Fr. Michael's Thoughts on Biblical Imagery: The Resurrection..."Our DNA"


(Fr Michael Boakye Yeboah: Vice Rector of St Gregory Seminary, Kumasi-Ghana)


            DNA is scientifically known as “deoxyribonucleic acid”, a kind of self-replicating material which is present in nearly all living organisms as the main constituent of chromosomes. It is the carrier of genetic information. The fundamental and distinctive characteristics or qualities of someone or something, especially when regarded as unchangeable.

            It is within this context that I would like to stress that the doctrine of the resurrection of Jesus is the “DNA” of all Christians. It is the particular quality of all Christians that can never change and if one does not have it, then the person is not a Christian. One cannot be a Christian and not believe in the Resurrection – is unimaginable.

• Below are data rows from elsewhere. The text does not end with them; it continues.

PR #3342, opened 2026-08-05
Bumped Composer version

mnocon:
Target: 4.6, 5.0, 6.0

Feedback received on Slack - we should promote the latest Composer version (2.10 is available)

### DIFF
--- a/docs/getting_started/requirements.md
+++ b/docs/getting_started/requirements.md
@@ -251,11 +251,17 @@ For production setups it's recommended that you use Varnish/Fastly, Redis/Valkey
 
 === "[[= product_name =]] v5.0"
 
-    - Composer: recent 2.8 version
+    - Composer: 2.8+
+
+    If you see a "+" next to the product version, it indicates a recommended version or higher within the same major release.
+    For example, "1.18+" means any 1.x version equal to or higher than 1.18, but not 2.x.
 
 === "[[= product_name =]] v4.6"
 
-    - Composer: recent 2.7 version
+    - Composer: 2.7+
+
+    If you see a "+" next to the product version, it indicates a recommended version or higher within the same major release.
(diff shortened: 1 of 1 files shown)


docs/getting_started/requirements.md
```diff
@@ -251,11 +251,17 @@ For production setups it's recommended that you use Varnish/Fastly, Redis/Valkey
 
 === "[[= product_name =]] v5.0"
 
-    - Composer: recent 2.8 version
+    - Composer: 2.8+
+
+    If you see a "+" next to the product version, it indicates a recommended version or higher within the same major release.
+    For example, "1.18+" means any 1.x version equal to or higher than 1.18, but not 2.x.
```
adriendupuis, line 257: I know this sentence is all over the place and if I ask for change here, it should be updated elsewhere, sorry for that. Maybe an included snippet like docs/snippets/update/db/db_backup_warning.md and others?

This "recommended version" then "or higher" bothers me. It might sounds like higher is possible but not the one recommended.

```suggestion
    If you see a "+" next to the product version, it indicates a recommended version range, a minimal version or higher within the same major release.
    The higher is more recommended.
    For example, "1.18+" means any 1.x version equal to or higher than 1.18, but not 2.x.
    So the latest 1.x is recommended but 1.18 fits the requirement.
```

adriendupuis (approved):
It's already OK and my comment is a bit out of scope so it could be for another time.
So I approve while letting my thought for a general improvement of this sentence that is used in a lot of other places in this page.

julitafalcondusza (approved):

docs/getting_started/requirements.md
mnocon: Let's keep it like it is currently, and revisit this when we release 6.0 - as we can rework the requirements page for that release

PR #3378, opened 2026-09-02
First batch of removal for SaaS

mnocon:
Target: SaaS only

Removes:

- Content related to Ibexa Commerce
- Release notes
- Update guides
- Requirements page
- Ibexa Cloud
- Notification types (won't be configurable on SaaS)


adriendupuis (approved):
It works as a first batch. #3381 removes things that are updated here but didn't worth keeing (like docs/resources/phpstorm_plugin.md or docs/resources/contributing/).
The Experience flavor and its pills should be removed in the future as SaaS comes into only one flavor, its own SaaS flavor. See you in next batches.

PR #3404, opened 2026-09-08
Removed PHP API reference

mnocon:
Removed PHP API reference files.

Note: I'm removing these files to show (in the next PR) that they can be safely removed and that the build is not broken.

Changes to the PHP API Reference script that removes generating them will be extracted to the next PR.


adriendupuis (approved):
I found nothing among the deleted files that should have been kept.

PR #3405, opened 2026-09-08
More deletions

mnocon:
This PR doesn't build - it contains only deletions.
It's on purpose, to make it easier to review.

Deletions include:
1) Code samples, PHP API reference files, and the tooling around them (total of 509 files)
2) Customization articles, event references, extend X articles, GraphQL API (GraphQL won't be avaialble on SaaS)

To review them, I recommend looking at the `docs` dir in https://diffshub.com/ibexa/documentation-developer/pull/3405 - it displays the content that was deleted by default

2) Tutorials - they will have to be reworked for SaaS, with Headless Page Builder being one of them. In their current state, they're not usable for SaaS.


docs/administration/back_office/add_user_setting.md
mnocon, line 1: This part is not extensible on SaaS

adriendupuis (approved):
I found nothing among the deleted files that should have been kept.

PR #1165, opened 2019-09-11
Remove unnecessary member variable and None event callback

terrytangyuan:
* The k8s client is only used locally within this function so no need to make it a member variable for the class.
* Removed unnecessary `event_callback=None` since `k8s.Client` has this as default.

### DIFF
--- a/elasticdl/python/master/embedding_service.py
+++ b/elasticdl/python/master/embedding_service.py
@@ -242,8 +242,8 @@ class EmbeddingService(object):
         **kargs,
     ):
         logger.info("Starting pod for embedding service ...")
-        self._k8s_client = k8s.Client(event_callback=None, **kargs)
-        pod = self._k8s_client.create_embedding_service(
+        k8s_client = k8s.Client(**kargs)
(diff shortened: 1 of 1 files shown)


elasticdl/python/master/embedding_service.py
```diff
@@ -259,9 +259,7 @@ def start_embedding_pod_and_redis(
         # and should not fix ports
         address_ip = pod.status.pod_ip
         while not address_ip:
-            pod = self._k8s_client.get_embedding_service_pod(
-                embedding_service_id
-            )
+            pod = k8s_client.get_embedding_service_pod(embedding_service_id)
```
chunyang-wen, line 262: should we wait for a while before the next check?

terrytangyuan: That's not relevant to this PR. Perhaps consider creating a new issue to discuss?

chunyang-wen: :smiley:

chunyang-wen (approved):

            Growing up in the 1980s, a bishop of one of the traditional churches (not Catholic) shocked the Christian world with the announcement that he did not believe in the resurrection of Jesus from the dead. His Church did not only sack him from his bishopric, but went all the way to send him packing from their fold altogether: he was excommunicated. The reason for their action is simple: you cannot deny the resurrection and still be a Christian, let alone a bishop. The resurrection is at the centre of the Christian faith. As Christians, we are a “Resurrection People”! St Paul made that point quite emphatically long ago to the Christians of Corinth: “If Christ has not been raised, your faith is futile and you are still in your sins. Then those also who have died in Christ have perished” (1 Cor 15:14-18).

            If Jesus had only lived, taught people, performed miracles, suffered and died, without rising from the dead, his would have been another case of a good man who came sadly to a tragic end. And there are numerous examples of such men in history. The philosopher Socrates was one of them. Mahatma Gandhi would be a more recent representative of that illustrious group. The difference in the case of Jesus is that he did not remain dead; he rose from the dead, never again to die. And that is a big difference, big enough to draw the line between who is a Christian and who is not, who is a disciple of Christ and who is not.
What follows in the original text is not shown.